AtlasOfLivingAustralia / DataQuality

Data Quality
0 stars 0 forks source link

Improve data #39

Open M-Nicholls opened 4 years ago

M-Nicholls commented 4 years ago

As a: Data user I want: to improve the quality of data So that: the best data available for access and analysis and the work does not have to be re-done every time someone access it

Tools for user curation and annotation additional processed or derived fields process to remove data data load, process, sample pipeline improvements

Tools for user curation and annotation, feedback loops and updates in response to annotations - https://github.com/AtlasOfLivingAustralia/DataQuality/issues/106

M-Nicholls commented 3 years ago

from @elywallis

Species in question is: Anthochaera phrygia (the Regent Honeyeater) Query in Biocache: https://biocache.ala.org.au/occurrence/search?q=lsid%3Aurn%3Alsid%3Abiodiversity.org.au%3Aafd.taxon%3A83225d29-264f-4236-9dda-32f7d60fb3af&qualityProfile=ALA#tab_mapView with ALA General profile enabled

Issue 2. DQ filter should have picked up records as being suspect and having a bulk annotation tool would be very helpful • click on the dot in the ocean south of Vic and west of Tassie • 29 occurrences are listed against this dot • if you view just these records filters show that these 29 records are out of a possible 6,982 records with 1,015 records flagged as duplicates excluded, and 268 records excluded based on Location Uncertainty.

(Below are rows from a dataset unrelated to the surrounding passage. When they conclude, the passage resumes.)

PR #176, opened 2016-04-27
12440 Shutdown short-lived executors

Sergio-Mira:
From:
https://github.com/Swrve/swrve-android-sdk/pull/168


Sergio-Mira:

dominicmarmionswrve:
Can we put all the shutdownNow's in a finally block? Even if it, the code in the try block is perfectly safe, it's a nice pattern to adapt.

dominicmarmionswrve:
🚀  if finally blocks added.

Sergio-Mira:
Moved to finally block, merging

dominicmarmionswrve:
Btw, you can do try/finally blocks without the "catch", which is what I meant.

Sergio-Mira:
Cool! Modified in 4.4

PR #178, opened 2016-04-28
add message lifecycle listener

rusty120:
We needed to add a lifecycle listener to enable pausing/resuming games when in-app message dialogs are shown/dismissed.


Sergio-Mira:
Hi @rusty120 thanks for the pull request. We'll have a look!

Sergio-Mira:
We are planning on moving to use an Activity for IAM in the upcoming version. That means there will be no need to have an extra listener and use the OS callbacks. Will notify if / when released.

dominicmarmionswrve:
@rusty120 The latest (4.5) sdk starts a new activity for in-app-messages. So the activity that started the in-app message activity will be paused and then resumed by the OS. This should 
provide a place to do additional pausing/resuming of a game.
https://developer.android.com/reference/android/app/Activity.html#onPause()
https://developer.android.com/reference/android/app/Activity.html#onResume()

Does this work for you?

rusty120:
Yup, that should work fine.

Thanks!

PR #4438, opened 2018-08-13
release: Options Enabled By Default

JediKev:
This enables the release option checkboxes by default.


protich:
You need to think about what happens on error - I would imagine you want to maintain what the user had unchecked or checked.

greezybacon:
What "options" are you enabling (by default)? What is the "release option"

protich:
@greezybacon - Ability to release assignment - which can be an agent or/and a team. Options here really means checkboxes for assignees.

protich:
The implementation for sticky checkboxes is a little dirty to me - will discuss it in person.

JediKev:
@protich Updated.

PR #4439, opened 2018-08-13
perms: Alphabetize Role/Staff Permissions

JediKev:
This alphabetizes all Role and Staff Permissions.

### DIFF
--- a/include/class.role.php
+++ b/include/class.role.php
@@ -320,6 +320,16 @@ class RolePermission {
     }
 
     static function allPermissions() {
+        static $sorted = false;
+
+        if (!$sorted) {
+            // Sort permissions in alphabetical order
+            foreach (static::$_permissions as $k => $v) {
+                asort(static::$_permissions[$k]);
+            }
+            $sorted = true;
+        }
+
         return static::$_permissions;
     }
 


include/staff/role.inc.php
```diff
@@ -80,6 +80,7 @@
                 if ($v['primary'])
                     continue;
                     $buckets[$g][$k] = $v;
+                asort($buckets[$g]);
```
greezybacon: I don't think you mean to put this here? It's inside the `foreach` for `$k`, so you'll be sorting it for each key added to `$buckets[$g]`

include/staff/staff.inc.php
```diff
@@ -337,6 +337,7 @@ class="error">*</span></div>
             if (!isset($permissions[$g]))
                 $permissions[$g] = array();
             $permissions[$g][$k] = $P;
+            asort($permissions[$g]);
```
greezybacon: I don't think you mean to put this here? It's inside the `foreach` for `$k`, so you'll be sorting it for each key added to `$permissions[$g]`

include/class.role.php
```diff
@@ -320,6 +320,10 @@ function merge($perms) {
     }
 
     static function allPermissions() {
+        // Sort permissions in alphabetical order
+        foreach (static::$_permissions as $k => $v) {
+            asort(static::$_permissions[$k]);
+        }
```
greezybacon: This is probably fine, but it could result in unnecessary sorting, since its sorted on every invocation. I would suggest
```php
static function allPermissions() {
    static $sorted = false;

    if (!$sorted) {
        // Sort permissions in alphabetical order
        foreach (static::$_permissions as $k => $v) {
            asort(static::$_permissions[$k]);
        }
        $sorted = true;
    }

    return static::$_permissions;
}
```

PR #4441, opened 2018-08-14
Address Performance Issues For Large Datasets

greezybacon:
For very large ticket databases (like over 1 million tickets), there seems to be a mix of MySQL having trouble identifying the most optimized query plan and unnecessary results sorting and such. This PR is an attempt to bring the page load timing of large systems closer to O(1) where pages load quickly regardless of how many million tickets your awesome staff has handled over the years--without changing how the system works or by adding unnecessary complexity to the codebase.


JediKev:
👌🏻

include/class.search.php
```diff
@@ -874,7 +882,24 @@ static function ticketsCount($agent, $criteria=array(),
...
+        return $counts;
+    }
+
+    static function clearCounts($agent=null) {
+        global $thisstaff;
+
+        $agent = $agent ?: $thisstaff;
+        if ($agent instanceof Staff && function_exists('apcu_store')) {
+            $key = "counts.queues.{$agent->getId()}.".SECRET_SALT;
+            apcu_delete($key);
```
greezybacon: Iterate over APCu and drop stats for all users

include/class.queue.php
```diff
@@ -1240,8 +1240,11 @@ function save($refetch=false) {
         $nopath = !isset($this->path);
         $path_changed = isset($this->dirty['parent_id']);
 
-        if ($this->dirty)
+        if ($this->dirty) {
             $this->updated = SqlFunction::NOW();
+            // Refetch the queue counts
+            SavedQueue::clearCounts();
+        }
```
greezybacon: Add this for tickets too

include/class.ticket.php
```diff
@@ -3175,6 +3175,9 @@ function deleteDrafts() {
     function save($refetch=false) {
         if ($this->dirty) {
             $this->updated = SqlFunction::NOW();
+            if (isset($this->dirty['status']))
```
greezybacon: `status_id`

protich:
@greezybacon - shouldn't we consider stashing the counts in the agent's session as an alternative when `APCu` is not available?

greezybacon:
Yes, we could. My concern is that the session data could overflow the
session data field in the database and force the agent to be logged out.
Plus, it still requires to do the operation for each agent logged in.

If placed in the session, perhaps we could limit it to only the queues to
which an agent has access? That would help keep the session data from over
flowing the database field?

I assume you mean both the queue exact and rough counts? Or just one of
them?

Cheers,

protich:
I was thinking only queues they have access to - just the numbers but on demand only; When queue counts is triggered or via rough counts we can simply stash already available data.

greezybacon:
Honestly, @protich. I'm wondering if we should just abandon the SQL_CALC_ROWS_FOUND. I think it only helps in small recordsets--where it isn't needed? Then the count and pagination on the queue page footer would be accurate. It it were cached, that would be a better optimization than the SQL_CALC_ROWS_FOUND?

protich:
@greezybacon - made a pull request to your branch to stash counts per user. Also added an entry to auto-cron to keep the cache fresh in the background.

greezybacon:
@protich what's missing from this request? I think the pagination needs to be revised? That and what else?

PR #4450, opened 2018-08-15
sessions: Clear On Password Set/Reset

JediKev:
This adds a Signal to clean Agent and User sessions upon setting/resetting their password. If an Agent/User resets their own password and has multiple sessions open it will log them out of every session except the one they’re on.

### DIFF
--- a/include/class.auth.php
+++ b/include/class.auth.php
@@ -1313,7 +1313,35 @@ abstract class PasswordPolicy {
     static function register($policy) {
         static::$registry[] = $policy;
     }
+
+    static function cleanSessions($model, $user=null) {
+        $criteria = array();
+
+        switch (true) {
+            case ($model instanceof Staff):
+                $criteria['user_id'] = $model->getId();
+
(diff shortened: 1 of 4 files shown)


protich:
I think you should user signals, so you can consolidate the code in `include/class.auth.php` as part of password policy. This will help eliminate the need to repeat same code blocks.

JediKev:
@protich 

Updated.

Cheers.

include/class.auth.php
```diff
@@ -1313,7 +1313,41 @@ static function allActivePolicies() {
...
+                $criteria['session_data__regex'] = $regexp;
+
+                if ($user)
+                    array_push($criteria,
+                        Q::not(array('session_id' => $user->session->session_id)));
+                break;
+            default:
+                return false;
+        }
+
```
protich: With the switch statement default returning `false` - you're guaranteed `$criteria`.  I would cut out the rest of the code by simply returning affected rows.

```php
return SessionData::objects()->filter($criteria)->delete();
```

PR #4451, opened 2018-08-15
cron: Clean Expired Passwd Resets

JediKev:
This adds functionality to clean expired password reset tokens on cron runs.

### DIFF
--- a/include/class.config.php
+++ b/include/class.config.php
@@ -176,6 +176,20 @@ extends VerySimpleModel {
             $this->updated = SqlFunction::NOW();
         return parent::save($this->dirty || $refetch);
     }
+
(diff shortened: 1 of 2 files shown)


include/class.config.php
```diff
@@ -176,6 +176,20 @@ function save($refetch=false) {
             $this->updated = SqlFunction::NOW();
         return parent::save($this->dirty || $refetch);
     }
+
+    // Clean password reset tokens that have expired
+    static function cleanPwResets() {
+        global $cfg;
+
+        if (!$cfg && !($period = $cfg->getPwResetWindow())) // In seconds
```
protich: should be or (`||`)

PR #4452, opened 2018-08-16
Relative Time Fixes:

aydreeihn:
This commit removes the logic that was used for time within 2 days which would give a result of either today or tomorrow when something could actually be in 2 days instead.

It also rounds relative time that is within 29 days so that the result will be more accurate.
Ex: 1.99 will round to 2 instead of showing 1


aydreeihn:
As a side note, if we wanted to keep the 2 days option, we need to compare the normal $timeDiff variable instead of $absTimeDiff because an absolute value will always be positive.

return $timeDiff >= 0 ? __('yesterday') : __('tomorrow');

PR #4462, opened 2018-08-20
Staff Profile Updates:

aydreeihn:
This commit fixes an issue where the ORM was trying to get invalid Staff fields (which are actually keys  in the config table), therefore throwing an error.


protich:
I'm curious the config key check failed - line 76.

aydreeihn:
I think it's because they're not set initially. An agent has to hit save on their profile before the config table has their configurations, so it throws the error on the initial save only.

PR #4113, opened 2017-12-08
issue: Fix Most Redactor Issues

JediKev:
This addresses most Redactor issues we’ve been having lately (ie. Image
Paste, Bold button doesn’t work, etc.). This updates Redactor from 10.2.2
to 10.2.5 which seems to have resolved all the issues in testing. This
should not affect the original functionality but if you notice any strange
behaviors please let us know.

PR #4464, opened 2018-08-21
redactor: Upgrade and Fix Formatting

JediKev:
This upgrades Redactor to 10.2.3 and addresses minor formatting issues with Chrome and Firefox.


JediKev:
Need some people to test this out for me on the latest pull from `develop-next`. See if you can still do everything redactor in osTicket.

JtheBAB:
I tested with the latest develop-next and this pull request. Looks like everything is working (Chrome). Just one small thing:

When i select "Formatting" --> "Header 1" (or something else) and i write nothing happen. But when i select my text and select "Header 1" it is working. I never used this feature so i don't know if it is normal or not.

JediKev:
@JtheBAB 

First off....

**THANK YOU FOR TESTING**!! 😀

Secondly, it never functioned like that previous so that's good!

Please keep testing and reporting (if you can)!

Cheers.

JtheBAB:
@JediKev 

So far it is working fine. We are using develop-next with this pull request within our production. All our team members can do there daily jobs to make customers happy ;)

JediKev:
Text alignment breaks with new redactor...gotta look into this.

wgalafassijr:
how to apply the patch to fix the issue about copy/paste?

peterson-dane:
I'm testing this on a just-updated 1.10.4, and, while some stuff is fixed, I'm still seeing a lot of the same issues that I'd reported in #3849. **Bold** and **Italic** are not working unless you select a whole paragraph (everything between two newlines) or start on a newline and select "backwards" up onto the previous line. The same is true of the **Change Font Family** formatting.

I've also tried out the fix from #4113 on 1.10.4. This older fix is what I had been using, with pretty good success, on the previous version of osTicket that I was running (1.10.2).

JediKev:
@peterson-dane 

I believe we are moving away from redactor in `2.0`...so please stay tuned!

Cheers.

aloostrom:
Just added this into 1.12.2 with PHP 7.1.9 and IIS7.5. Fixed the paste issue, so I can't complain too much. Will be testing with KB and a couple other cases and add any issues I stumble across. Alignment changes are still a little wonky, but I can make it work. I use this for work, so pasting straight from clipboard(greenshot) saves a ton of time. Looking forward to 2.0!

PR #4466, opened 2018-08-21
issue: mPDF SetAutoFont RTL

JediKev:
This addresses an issue where `SetAutoFont()` was making the Thai PDFs break. This adds the `AUTOFONT_RTL` flag to only autodetect RTL languages and nothing else.


JediKev:
More information on `SetAutoLang()` and it's flags here:
https://mpdf.github.io/reference/mpdf-functions/setautofont.html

That still doesn't get to 6,982 records so my guess is that many of the records flagged as duplicates are themselves flagged as duplicates as well. • all the records are from a single data resource • my question is why aren't all those records being flagged as spatially suspect by the algorithm? • and my second question is - no-one is going to go in and individually flag 29 records let alone 6,900+ Can this record be added to the argument for why a bulk annotation feature is needed, particularly if the records are not going to be caught by an automated detection.